= Whyman McLean =

Australian missionary and police tracker

Whyman McLean was an Aboriginal Australian man, a religious missionary who later served as an Aboriginal tracker in the New South Wales Police Force for thirty years until his retirement in 1925.

==Early life==
Whyman McLean was born at Morago, New South Wales in approximately 1860. He was the son of Archibald McLean and Louisa, an Aboriginal woman. As a young man, Whyman lived on the Maloga Mission.

==Career==
McLean worked for many years as a missionary, travelling to Brisbane, Sydney and Melbourne and raising money for the Maloga Mission cause. He also lived on the Warangesda Mission in the early 1890s.

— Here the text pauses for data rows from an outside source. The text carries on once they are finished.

PR #239, opened 2021-11-13
test: allow CLI test projects to opt-out of tests

unparalleled-js:
### What I did

Make it so that the projects in `tests.integration.cli` can have a `tests-config.yaml` file that includes a list of `skip-tests`. Any test in the skip-tests data will not run for that project!

Additionally, I refactored some of the integration tests to use this new approach instead of having early returns and stuff.

This _should_ help us all add integration tests... and make our lives easier.

### How I did it

The hook `pytest_collection_modifyitem()` and filtering.

Also, reading the `tests-config.yaml` file for each project and all the tests in `tests.integration.cli`

It still uses the parametrized fixture approach. See the note below for more historical details!

___

I started off working with that branch that @fubuloubu and I started on together during a peer-programming session.
On that branch, we were fiddling with creating custom test items from a parent node that is the project's `tests-config.yaml` file. I got something almost working, but it required copying a lot of internal code from `pytest` and it was not working out that great. I then learned of `pytest_collection_modifyitems()` and how it can be used to filter out tests. This approach has turned out to give us exactly what we need without tweaking the internals of `pytest` too much.. I structured the code in this PR to be re-usable for if we do end up needing another approach.

Also, with what I have learned about creating custom `pytest` nodes, I think that approach could still make sense for `vyper` or elsewhere.

### How to verify it

The tests should run!  If you copy only the test changes to the main branch, they fail because the `if` checks are missing and tests are configured to run per project elsewhere (in the `tests-config.yaml` file).
Also try messing with the `tests-config.yaml`!

### Checklist


tests/integration/cli/test_run.py
```diff
@@ -1,19 +1,24 @@
 BAD_COMMAND = "not-a-name"
 
 
+def test_run_no_scripts_dir(ape_cli, runner, project):
```
unparalleled-js, line 4: One thing I don't like about this is that it is not obvious what projects are skipped per test when looking at the test alone...
I am pretty sure using a very similar approach, I can make it work from a custom decorator, something like:

```python
@skip_projects(["interface", "script"])
def test_run_no_scripts_dir(ape_cli, runner, project):
  ...
```

if that seems interesting

fubuloubu: I think this would definitely help. I also think this decorator should throw if it doesn't match a valid project name to prevent ensuing madness

tests/integration/cli/test_compile.py
```diff
@@ -1,26 +1,37 @@
...
+    result = runner.invoke(ape_cli, ["compile"])
+    assert result.exit_code == 0
+    assert "WARNING" in result.output
+    assert "No 'contracts/' directory detected" in result.output
+    return  # Nothing else to test for this project
+
+
+def test_missing_extensions(ape_cli, runner, project):
+    """
+    Run for project 'unregistered-contracts`.
```
fubuloubu, line 14: yeah i definitely like the decorator idea, these are weirdly duplicitous

fubuloubu (commented):
Do the decorator set up instead

tests/integration/cli/test_run.py
unparalleled-js: Check out the decs!

I made two:

`skip_projects()`
and 
`skip_projects_except()`.

Because sometimes you literally want to test a weird part of just one project and that test would make zero sense anywhere else.  Now, it is quite intuitive to do this! I like this decorator approach a lot.

tests/integration/cli/utils.py
```diff
@@ -0,0 +1,118 @@
...
+    def do_skip(self, project: str, module: str, test: str) -> bool:
+        """
+        Returns ``True`` if a test has been marked to be
+        skipped for the given project using the ``skip_project`` or
+        ``skip_project_except`` decorators.
+        """
+        result = test in self.projects[project].get(module, [])
+        return result
+
+    def _raise_if_not_exists(self, project_name: str, node_id: str):
```
unparalleled-js, line 56: @fubuloubu Any project specified that does not exist will raise an error, that should be helpful when writing tests if you butcher the name of a project or something. 

This addresses that part of your feedback from another comment! :)

tests/integration/cli/test_compile.py
```diff
@@ -33,9 +38,9 @@ def test_compile(ape_cli, runner, project):
     for file in project.path.glob("contracts/**/*"):
         assert file.stem not in result.output
 
-    if not any(c.deploymentBytecode for c in project.contracts.values()):
-        return  # Only interfaces
 
+@skip_projects_except([])
```
fubuloubu, line 42: is this necessary?

fubuloubu (approved):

In February 1897 Whyman became a tracker for the New South Wales police, based at Tumbarumba. After five years he transferred to Wagga Wagga. He served 28 years at the police station in Wagga and worked on cases as far afield as Gundagai. During his time on the police force he was responsible for the recovery of 34 bodies of people who had drowned in the Murrumbidgee River. He was also instrumental in tracking and capturing up to 120 fugitives who were brought before the courts.

Whyman McLean fell ill in December 1926 and was taken to Callan Park Hospital in Sydney where he died on 23 December 1926.